◆ **Stored items**:
▬▬▬▬▬▬
PR #1002, opened 2025-04-09
chore: refactor interface.go

Fei-Guo:
**Reason for Change**:

Code refactoring to improve readability. Following the suggestions provided by copilot. 

This change also fixes UT to initialize parameter maps.  

Fix a UT bug: we need to clear the adapters when the test does not need them.

### DIFF
--- a/pkg/model/interface.go
+++ b/pkg/model/interface.go
@@ -109,18 +109,9 @@ func (h *HuggingfaceTransformersParam) DeepCopy() HuggingfaceTransformersParam {
 		return HuggingfaceTransformersParam{}
 	}
 	out := *h
-	out.TorchRunParams = make(map[string]string, len(h.TorchRunParams))
-	for k, v := range h.TorchRunParams {
-		out.TorchRunParams[k] = v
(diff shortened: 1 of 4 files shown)


pkg/model/interface.go
```diff
@@ -129,17 +121,18 @@ func (v *VLLMParam) DeepCopy() VLLMParam {
...
 	out := *v
-	out.DistributionParams = make(map[string]string, len(v.DistributionParams))
-	for k, v := range v.DistributionParams {
-		out.DistributionParams[k] = v
-	}
-	out.ModelRunParams = make(map[string]string, len(v.ModelRunParams))
-	for k, v := range v.ModelRunParams {
-		out.ModelRunParams[k] = v
-	}
+	out.DistributionParams = copyStringMap(v.DistributionParams)
```
zhuangqh, line 124:
```suggestion
	out.DistributionParams = maps.Clone(v.DistributionParams)
```

This is what you need.

zhuangqh (approved):

PR #1004, opened 2025-04-10
Update README.md

ttw2001:
Adding a flat list of Kaito usecases so users understand when to use Kaito and why clearly as part of README.md

**Reason for Change**:

**Requirements**

**Issue Fixed**:

**Notes for Reviewers**:


Fei-Guo:
We don't update README.md for verbose info.  Please file an issue to describe the purpose first.

PR #1008, opened 2025-04-14
fix: allow backoff for tuning job

zhuangqh:


pkg/workspace/manifests/manifests.go
```diff
@@ -254,7 +253,6 @@ func GenerateTuningJobManifest(ctx context.Context, wObj *kaitov1beta1.Workspace
 			},
 		},
 		Spec: batchv1.JobSpec{
-			BackoffLimit: &numBackoff, // default is 6. A failed tuning job is unlikely to be self-recoverable, no need to recreate the pod.
```
ishaansehgal99, line 257: This removes backoff retries right? maybe want to retitle pr

ishaansehgal99 (approved):

ishaansehgal99 (changes requested):
Actually I remember now, if a tuning job is automatically restarted user doesn't have a chance to copy checkpoints/progress from the container. It's gone. I believe this is why we set it to 0. That and also as the comment indicates it is likely same issue arises again.

I think we should leave up to user if they want to manually restart the tuning job/investigate the errors.

zhuangqh:
> Actually I remember now, if a tuning job is automatically restarted user doesn't have a chance to copy checkpoints/progress from the container. It's gone. I believe this is why we set it to 0. That and also as the comment indicates it is likely same issue arises again.
> 
> I think we should leave up to user if they want to manually restart the tuning job/investigate the errors.

The initial idea of this pr was to let GRIT have a change to migrate this job. It requires job controller create a new pod.

pkg/workspace/manifests/manifests.go
ishaansehgal99, line 257: If we could save past jobs (including their data), we could enable backoff retries with or without GRIT.

ishaansehgal99 (approved):

Fei-Guo (approved):

pkg/workspace/manifests/manifests.go
Fei-Guo: This change makes sense in general. We should consider other approaches for saving intermittent data.

PR #1044, opened 2025-04-24
feat: parse supported_models.yaml in plugin pkg before starting manager

chewong:
**Reason for Change**:

Treats `presets/workspace/models/supported_models.yaml` as the source of truth for handling model-specific static information such as model versions, container image tags, and whether download is necessary or not.

**Requirements**

**Issue Fixed**:

N/A

**Notes for Reviewers**:

TODO in a follow-up PR: Eliminate any tags map in every `model.go` and treat the tag in `supported_models.yaml` as the source of truth.


pkg/utils/plugin/plugin.go
```diff
@@ -3,52 +3,141 @@
...
+	Runtime string `json:"runtime,omitempty"`
+
+	// Tag is the tag of the container image used to run the model.
+	Tag string `json:"tag,omitempty"`
+
+	// DownloadAtRuntime indicates whether the model should be downloaded
+	// at runtime. If set to true, the model will be downloaded when the
+	// model deployment is created. If set to false, it will use a container
+	// image that already contains the model weights.
+	DownloadAtRuntime bool `json:"download_at_runtime,omitempty"`
```
Fei-Guo, line 59: `json:"download_at_runtime,omitempty"` -> `json:"downloadAtRuntime,omitempty"`

Add // +optional

pkg/utils/plugin/plugin.go
```diff
@@ -3,52 +3,141 @@
...
 }
 
 var KaitoModelRegister ModelRegister
 
-// Register allows model to be added
-func (reg *ModelRegister) Register(r *Registration) {
+// Init initializes the KaitoModelRegister with a path to the supported_models.yaml
+// file. It reads the file, unmarshals the YAML data into a SupportedModels
+// struct, and registers each model instance using the RegisterInfo method.
+func (reg *ModelRegister) Init(supportedModelsFilePath string) error {
```
Fei-Guo, line 73: Rename to "InitModelInfo"

pkg/utils/plugin/plugin.go
```diff
@@ -3,52 +3,141 @@
...
+	reg.instances = make(map[string]*ModelInstance)
```
Fei-Guo, line 74: You don't need line 74, 75 because of line 102 and line 117

pkg/utils/plugin/plugin.go
```diff
@@ -3,52 +3,141 @@
...
+	// Currently, the only supported runtime is "tfs".
+	Runtime string `json:"runtime,omitempty"`
+
+	// Tag is the tag of the container image used to run the model.
+	Tag string `json:"tag,omitempty"`
+
+	// DownloadAtRuntime indicates whether the model should be downloaded
+	// at runtime. If set to true, the model will be downloaded when the
+	// model deployment is created. If set to false, it will use a container
+	// image that already contains the model weights.
```
Fei-Guo, line 58: "If set to true, the model will be downloaded when the model deployment is created, and the container image will always be the Kaito base image. If set to false, a container image whose name contains the model name will be used, in which the model weights are baked."

pkg/utils/plugin/plugin.go
```diff
@@ -3,52 +3,141 @@
...
+	// Version is the version of the model. It is a URL that points to the
+	// model's huggingface page, which contains the model's repository ID
+	// and revision ID, e.g. https://huggingface.co/mistralai/Mistral-7B-v0.3/commit/d8cadc02ac76bd617a919d50b092e59d2d110aff.
+	Version string `json:"version,omitempty"`
+
+	// Runtime is the runtime environment in which the model operates.
+	// Currently, the only supported runtime is "tfs".
+	Runtime string `json:"runtime,omitempty"`
+
+	// Tag is the tag of the container image used to run the model.
```
Fei-Guo, line 52: Add "if the model uses the Kaito base image, the tag field can be ignored"

add # +optional

pkg/utils/plugin/plugin.go
```diff
@@ -3,52 +3,141 @@
...
+// in the YAML file should not be hardcoded in the codebase.
+type SupportedModels struct {
+	// Models is a slice of ModelInfo structs that contains information about
+	// the supported models.
+	Models []ModelInfo `json:"models,omitempty"`
+}
+
+// ModelInfo is a struct that holds information about a model
+type ModelInfo struct {
+	// Name is the name of the model, which serves as a unique identifier.
```
Fei-Guo, line 34: The first 4 fields are required. Remove the json annotation "omitempty".

pkg/utils/plugin/plugin.go
zhuangqh, line 73: consider using go embed for this kind of static confile.

chewong: I can't embed files outside of `pkg/utils/plugin` folder and I don't want to move the file to there since it's a bigger change.

zhuangqh:
Could you share me the point to not reuse the old "&plugin.Registration" type？
We save all model related info there. (model name, type, tag)

pkg/utils/plugin/plugin.go
zhuangqh: add a pkg in presets/workspace/models/xxx.go to embed this file.  
ref this pkg where you use it.

chewong:
> Could you share me the point to not reuse the old "&plugin.Registration" type？ We save all model related info there. (model name, type, tag)

Good question. Let me see if there is a way to use embed and reuse `&plugin.Registration`

chewong:
@Fei-Guo @zhuangqh, I made further changes based on both of your comments:

- Used Go embed to read `supported_models.yaml` in a new file, `presets/workspace/models/metadata.go`, instead of calling `os.ReadFile` in `pkg/utils/plugin/plugin.go`, to keep the code cleaner.
- Reused the `&plugin.Registration` type for model registration by adding a new Metadata field. Overloaded `plugin.KaitoModelRegister.Register` to allow registration of both model instances and model metadata, eliminating the need to expose `RegisterInstance` and `RegisterInfo` by using a unified function for both.
- Added `_ "github.com/kaito-project/kaito/presets/workspace/models"` as the first import in `cmd/workspace/models.go`, ensuring metadata is loaded before model instances.
- Files changed went from 20 to 8.

ishaansehgal99:
Ideal if plugin register could be called once, otherwise approved

ishaansehgal99 (approved):

presets/workspace/models/metadata.go
```diff
@@ -0,0 +1,38 @@
...
+	"github.com/kaito-project/kaito/pkg/model"
+)
+
+var (
+	//go:embed supported_models.yaml
+	supportedModelsYAML []byte
+
+	// SupportedModels is a global map that holds the source of truth
+	// for all supported models and their metadata.
+	SupportedModels map[string]*model.Metadata
```
Fei-Guo, line 18: You would need a sync.Mutex to protect the map. You can add it later though.

presets/workspace/models/metadata.go
```diff
@@ -0,0 +1,38 @@
+package models
```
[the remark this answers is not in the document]
chewong: Added a GitHub action job to check so I will remember to add it in the future

presets/workspace/models/metadata.go
Fei-Guo: Depends on whether go test -race would complain or not. Leave it for future change to validate.

Fei-Guo (approved):

zhuangqh (approved):

PR #1049, opened 2025-04-25
chore: avoid using goto by using retry.OnError

cvvz:
**Reason for Change**:

chore: avoid using goto by using retry.OnError
**Requirements**

**Issue Fixed**:

**Notes for Reviewers**:


Fei-Guo (approved):
Thanks for cleaning up the code!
▬▬▬▬▬▬
◆ **Aim of the task**: Look through the entries above. Copy out every line holding the word "doesn".

◆ **Answer for the task**:
Actually I remember now, if a tuning job is automatically restarted user doesn't have a chance to copy checkpoints/progress from the container. It's gone. I believe this is why we set it to 0. That and also as the comment indicates it is likely same issue arises again.
> Actually I remember now, if a tuning job is automatically restarted user doesn't have a chance to copy checkpoints/progress from the container. It's gone. I believe this is why we set it to 0. That and also as the comment indicates it is likely same issue arises again.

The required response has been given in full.